*WHAT YOU HAVE TO DO*
All lines up to and including the one that contains "delete it anymore." are to be transcribed exactly, starting from the first line of the records.

*DATA EXTRACTS*
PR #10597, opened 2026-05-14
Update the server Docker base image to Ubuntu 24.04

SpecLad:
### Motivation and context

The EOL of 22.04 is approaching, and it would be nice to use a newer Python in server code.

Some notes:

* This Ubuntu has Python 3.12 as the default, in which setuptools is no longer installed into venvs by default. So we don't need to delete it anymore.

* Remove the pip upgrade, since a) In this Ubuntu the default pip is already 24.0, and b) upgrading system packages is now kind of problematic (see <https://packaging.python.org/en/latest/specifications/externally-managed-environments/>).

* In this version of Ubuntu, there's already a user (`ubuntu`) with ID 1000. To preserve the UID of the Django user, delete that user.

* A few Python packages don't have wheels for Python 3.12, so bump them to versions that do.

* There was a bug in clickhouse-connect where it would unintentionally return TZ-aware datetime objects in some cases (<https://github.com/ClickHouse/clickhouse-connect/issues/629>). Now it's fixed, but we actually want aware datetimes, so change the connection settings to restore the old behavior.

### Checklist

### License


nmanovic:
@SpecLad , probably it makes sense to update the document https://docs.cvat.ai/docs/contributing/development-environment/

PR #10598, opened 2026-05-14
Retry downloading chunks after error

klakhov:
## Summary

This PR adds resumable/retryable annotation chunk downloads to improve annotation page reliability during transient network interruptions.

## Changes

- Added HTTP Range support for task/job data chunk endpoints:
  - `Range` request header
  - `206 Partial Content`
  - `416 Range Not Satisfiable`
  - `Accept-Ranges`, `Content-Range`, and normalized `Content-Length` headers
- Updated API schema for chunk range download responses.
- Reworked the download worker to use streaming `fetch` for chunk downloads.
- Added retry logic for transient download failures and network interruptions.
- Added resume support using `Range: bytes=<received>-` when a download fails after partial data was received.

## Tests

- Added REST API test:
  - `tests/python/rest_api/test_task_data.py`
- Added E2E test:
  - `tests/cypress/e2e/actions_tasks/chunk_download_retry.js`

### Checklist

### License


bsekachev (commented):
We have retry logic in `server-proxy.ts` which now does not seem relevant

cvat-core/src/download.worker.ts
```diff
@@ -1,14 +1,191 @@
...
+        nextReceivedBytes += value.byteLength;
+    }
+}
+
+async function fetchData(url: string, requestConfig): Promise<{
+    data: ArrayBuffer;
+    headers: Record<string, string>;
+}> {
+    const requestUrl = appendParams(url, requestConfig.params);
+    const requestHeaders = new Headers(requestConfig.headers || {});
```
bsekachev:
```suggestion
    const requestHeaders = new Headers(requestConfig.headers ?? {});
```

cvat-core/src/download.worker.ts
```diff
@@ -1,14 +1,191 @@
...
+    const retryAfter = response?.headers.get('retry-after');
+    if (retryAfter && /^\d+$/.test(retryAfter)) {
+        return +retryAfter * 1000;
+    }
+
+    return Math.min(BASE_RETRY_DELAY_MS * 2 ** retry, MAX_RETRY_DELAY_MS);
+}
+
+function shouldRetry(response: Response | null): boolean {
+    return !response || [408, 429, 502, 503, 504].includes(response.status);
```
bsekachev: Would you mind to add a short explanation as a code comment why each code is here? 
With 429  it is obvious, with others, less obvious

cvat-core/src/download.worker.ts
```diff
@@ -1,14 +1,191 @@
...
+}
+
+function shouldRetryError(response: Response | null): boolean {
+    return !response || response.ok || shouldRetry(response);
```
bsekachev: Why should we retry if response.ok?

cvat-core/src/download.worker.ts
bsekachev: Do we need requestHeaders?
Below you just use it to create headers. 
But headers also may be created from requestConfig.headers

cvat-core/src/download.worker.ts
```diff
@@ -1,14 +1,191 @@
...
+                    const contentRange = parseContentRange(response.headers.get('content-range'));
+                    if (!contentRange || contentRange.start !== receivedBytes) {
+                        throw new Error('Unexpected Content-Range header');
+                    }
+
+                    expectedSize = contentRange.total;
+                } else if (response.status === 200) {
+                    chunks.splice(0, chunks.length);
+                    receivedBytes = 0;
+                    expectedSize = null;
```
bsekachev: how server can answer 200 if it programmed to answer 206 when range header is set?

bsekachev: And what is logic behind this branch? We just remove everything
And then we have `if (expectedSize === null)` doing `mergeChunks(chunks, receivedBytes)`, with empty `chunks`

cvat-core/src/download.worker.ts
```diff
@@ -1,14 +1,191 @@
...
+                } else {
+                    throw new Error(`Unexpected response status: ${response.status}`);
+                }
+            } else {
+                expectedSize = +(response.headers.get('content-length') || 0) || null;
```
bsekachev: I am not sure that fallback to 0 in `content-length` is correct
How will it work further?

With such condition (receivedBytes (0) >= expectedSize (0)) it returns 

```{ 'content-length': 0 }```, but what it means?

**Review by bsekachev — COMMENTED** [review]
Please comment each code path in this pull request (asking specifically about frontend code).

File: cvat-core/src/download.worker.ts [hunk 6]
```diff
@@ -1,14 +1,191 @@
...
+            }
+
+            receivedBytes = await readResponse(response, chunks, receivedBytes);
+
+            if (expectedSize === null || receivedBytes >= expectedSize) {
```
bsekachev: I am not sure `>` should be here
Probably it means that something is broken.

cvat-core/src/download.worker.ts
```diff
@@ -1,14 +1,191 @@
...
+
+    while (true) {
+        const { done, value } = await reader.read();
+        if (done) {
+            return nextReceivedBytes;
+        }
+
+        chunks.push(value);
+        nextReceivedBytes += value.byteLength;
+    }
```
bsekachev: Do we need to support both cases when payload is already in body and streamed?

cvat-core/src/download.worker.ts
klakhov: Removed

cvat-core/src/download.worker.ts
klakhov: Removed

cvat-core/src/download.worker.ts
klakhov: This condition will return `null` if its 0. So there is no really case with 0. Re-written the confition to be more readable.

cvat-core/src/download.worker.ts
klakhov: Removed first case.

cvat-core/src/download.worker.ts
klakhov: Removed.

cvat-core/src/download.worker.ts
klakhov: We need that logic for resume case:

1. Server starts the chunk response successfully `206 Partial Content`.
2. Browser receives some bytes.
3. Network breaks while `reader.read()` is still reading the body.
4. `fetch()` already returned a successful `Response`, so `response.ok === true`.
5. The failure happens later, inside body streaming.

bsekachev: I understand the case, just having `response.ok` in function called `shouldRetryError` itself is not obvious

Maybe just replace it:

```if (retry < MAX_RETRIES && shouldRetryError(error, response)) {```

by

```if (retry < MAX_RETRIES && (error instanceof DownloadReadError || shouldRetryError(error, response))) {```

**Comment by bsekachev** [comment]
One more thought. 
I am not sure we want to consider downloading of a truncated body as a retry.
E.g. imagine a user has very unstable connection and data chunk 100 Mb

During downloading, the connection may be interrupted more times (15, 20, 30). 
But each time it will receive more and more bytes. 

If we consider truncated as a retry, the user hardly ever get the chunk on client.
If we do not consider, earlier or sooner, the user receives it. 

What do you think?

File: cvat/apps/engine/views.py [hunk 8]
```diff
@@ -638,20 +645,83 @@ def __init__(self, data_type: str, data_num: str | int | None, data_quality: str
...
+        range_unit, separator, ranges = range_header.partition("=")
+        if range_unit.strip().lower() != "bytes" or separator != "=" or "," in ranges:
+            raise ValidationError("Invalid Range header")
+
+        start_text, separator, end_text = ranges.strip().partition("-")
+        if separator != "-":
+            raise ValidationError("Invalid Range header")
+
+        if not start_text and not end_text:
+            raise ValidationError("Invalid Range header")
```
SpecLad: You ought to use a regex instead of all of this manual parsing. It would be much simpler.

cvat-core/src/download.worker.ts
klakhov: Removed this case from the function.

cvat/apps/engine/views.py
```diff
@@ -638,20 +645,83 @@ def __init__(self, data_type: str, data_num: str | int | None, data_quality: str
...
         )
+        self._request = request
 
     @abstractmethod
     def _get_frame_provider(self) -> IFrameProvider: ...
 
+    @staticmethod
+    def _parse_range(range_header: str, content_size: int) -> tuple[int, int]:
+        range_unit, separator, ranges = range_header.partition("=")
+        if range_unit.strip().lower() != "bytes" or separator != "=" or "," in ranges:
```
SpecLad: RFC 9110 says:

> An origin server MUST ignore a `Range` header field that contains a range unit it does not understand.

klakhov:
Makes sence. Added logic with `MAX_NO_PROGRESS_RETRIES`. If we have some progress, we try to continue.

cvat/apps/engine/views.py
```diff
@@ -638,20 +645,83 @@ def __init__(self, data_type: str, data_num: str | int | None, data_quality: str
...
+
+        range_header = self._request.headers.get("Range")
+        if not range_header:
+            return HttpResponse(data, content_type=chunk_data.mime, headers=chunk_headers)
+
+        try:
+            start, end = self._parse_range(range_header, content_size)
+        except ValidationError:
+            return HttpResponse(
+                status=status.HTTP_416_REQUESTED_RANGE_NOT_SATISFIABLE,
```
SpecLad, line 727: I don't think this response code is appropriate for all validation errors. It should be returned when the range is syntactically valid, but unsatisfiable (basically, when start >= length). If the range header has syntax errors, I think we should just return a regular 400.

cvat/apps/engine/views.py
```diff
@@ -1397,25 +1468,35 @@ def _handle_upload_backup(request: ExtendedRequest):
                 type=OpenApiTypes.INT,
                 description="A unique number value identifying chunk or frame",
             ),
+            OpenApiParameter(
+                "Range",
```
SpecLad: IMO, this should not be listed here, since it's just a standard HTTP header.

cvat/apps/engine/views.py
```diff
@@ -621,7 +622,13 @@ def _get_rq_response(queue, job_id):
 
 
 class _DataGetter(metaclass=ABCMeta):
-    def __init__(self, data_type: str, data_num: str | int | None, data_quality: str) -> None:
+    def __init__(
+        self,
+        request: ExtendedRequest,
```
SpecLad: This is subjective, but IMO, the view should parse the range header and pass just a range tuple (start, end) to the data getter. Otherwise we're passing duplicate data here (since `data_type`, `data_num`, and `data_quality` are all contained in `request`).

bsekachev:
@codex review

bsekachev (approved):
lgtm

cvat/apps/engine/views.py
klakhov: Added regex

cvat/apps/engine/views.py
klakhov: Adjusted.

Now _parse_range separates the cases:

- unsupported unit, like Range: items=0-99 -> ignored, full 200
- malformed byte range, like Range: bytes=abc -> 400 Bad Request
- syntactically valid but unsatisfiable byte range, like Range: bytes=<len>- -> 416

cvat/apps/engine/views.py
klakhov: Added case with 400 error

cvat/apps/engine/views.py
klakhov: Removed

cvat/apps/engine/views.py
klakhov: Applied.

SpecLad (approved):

*RESPONSE*
PR #10597, opened 2026-05-14
Update the server Docker base image to Ubuntu 24.04

SpecLad:
### Motivation and context

The EOL of 22.04 is approaching, and it would be nice to use a newer Python in server code.

Some notes:

* This Ubuntu has Python 3.12 as the default, in which setuptools is no longer installed into venvs by default. So we don't need to delete it anymore.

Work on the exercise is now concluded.